When I deadlift or squat in it, I feel all my muscles engaged under the soft fabric. Strength training has surprised me in the softness I’ve found within it. Yes, you grind hard, push yourself, challenge your body, but there’s a delicateness to a lot of the movements, a quiet comfort in the minutes between sets while you let your body rest. Gray sweatpants and a big gay shirt are the perfect symbolic uniform for the job, functional and freeing. Something about wearing it reconnects me to my body. I can be femme and strong and gay and comfortable and hot and relaxed, all embodied in one outfit. I think a year ago, this outfit would have felt more like a costume than a uniform, like I was cosplaying something just out of reach. But now I feel a sense of belonging and comfort in the gym and in my body I never could have imagined before.
This resonated with me so hard!!! I had disordered eating all though my adolescence and early adulthood, but when I became an EMT and suddenly needed to pack on muscle to avoid injury, the combination of rigorous strength training and hanging out with meat heads (my colleges lol) punted me into the best relationship with food that I’ve had in my life. There’s something about wanting to take up more space and wanting to be strong instead of small that’s really effective
I love your writing, Kayla – you always write with such sensitivity and thoughtfulness. This resonated with me as a high femme, especially the exploration of strength and softness. Also, that Trixie Mattel shirt is SO cute?! Wishing you the best with your strength training and tennis journey!

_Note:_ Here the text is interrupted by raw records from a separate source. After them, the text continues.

PR #898, opened 2022-01-03
Create fresh R-CMD-check.yaml from use_tidy_github_actions()

### LINKED ISSUE #896: pdflatex is not available in R-CMD-check workflow
Currently all R CMD check workflows fail due to missing pdflatex:

```
Creating pdf output from LaTeX ...
Error in texi2dvi(file = file, pdf = TRUE, clean = clean, quiet = quiet,  : 
  pdflatex is not available
Error in texi2dvi(file = file, pdf = TRUE, clean = clean, quiet = quiet,  : 
  pdflatex is not available
```

@dragosmg maybe you have an idea which step previously installed pdflatex?

AshesITR:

my grey sweatpants are honored to have served such a meaningful role in this story
(also i love this! in general!)
Love this piece and Kayla you’re a fantastic writer – I’d suggest maybe adding a little content note at the top to let people know there’s brief discussion of disordered eating? It’s not super clear from the headline and caption for an article about grey sweatpants, and unfortunately one of the perks of Kayla being a good writer is that even the brief lines about ED behaviour were an absolute gut punch (which I personally enjoyed but am aware could be super triggering for unprepared people who just wanted to read about sweatpants!).